Sessions	Topic & Objective	Study Material
Day-01: Tuesday, 11-03-2025, Aalto University room Väre G202
10:00-12:00	Fundamentals of Machine Learning and Natural Language Processing (NLP) Types of Machine Learning Performance Measure Basic Text Processing and Tokenization, Word normalization and Parts-of-speech tagging	Slides, articles and other reading materials
Lunch Break
13:00-14:45	Supervised approaches for NLP: text classification sentiment analysis, Naïve Bayes Classifier	Slides, articles and other reading materials
15:00-17:00	Case Studies and Hands-on Session: Analyzing text from discussion forums on Type-2 diabetes for domain-specific text classification Sentiment analysis and text classification for movie reviews using NLTK	Jupyter notebooks and Python scripts
Day-02: Wednesday, 12-03-2025, , Aalto University room Väre Q203
09:00-11:30	Unsupervised and Deep Learning approaches for NLP: Topic modeling Word Vectors/Word Embeddings	Slides, articles and other reading materials
Lunch Break
12:30-14:30	Case Studies and Hands-on Session: Analyzing newspaper headlines using Topic modeling Building word embeddings for your own text corpus	Jupyter notebooks and Python Scripts
14:45-17:00	Introduction to Generative AI and Large Language Models (LLMs): transformers architecture, attention mechanism and generating text with transformers	Slides, articles and other reading materials
Day-03: Thursday, 13-03-2025, , Aalto University room V301 BIZ Lounge & Terrace
08:30-10:00	Configuring and finetuining LLMs for specific applications, e.g. text classification, text summarization.	Slides, articles and other reading materials
10:15-11:30	Case Studies and Hands-on Session: Hands-on: text summarization and text classification using LLMs using Google Cloud and Gemini LLM	Jupyter notebooks and Python Scripts
Lunch Break
12:30-13:30	LLMs use cases, challenges, opportunities, and ethical considerations	Slides, articles and other reading materials
13:30-14:30	Wrap-up: Discussion about exam projects!

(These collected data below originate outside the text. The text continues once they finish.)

PR #18551, opened 2023-07-12
Add property types

alexandre-daubois:
I'll do one more additional pass for methods return types in a separate PR. Will be easier to review 😄


javiereguiluz:
This is super nice! Thanks a lot Alex for helping us so much to keep docs updated 🙇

Feedback and reflections on the course

Evaluation Criteria

Sr. No.	Component	Individual / Group	Weightage
1	Final project	Individual	100%
Total			100%

Credit points

Doctoral students participating in the seminar can obtain 3 credit points. This requires participating and completing the assignments.

Registration fee

This seminar is free-of-charge for Inforte.fi member organization's staff and their PhD students. For others the participation fee is 400 €. The participation fee includes access to the event and the event materials. Lunch and dinner are not included.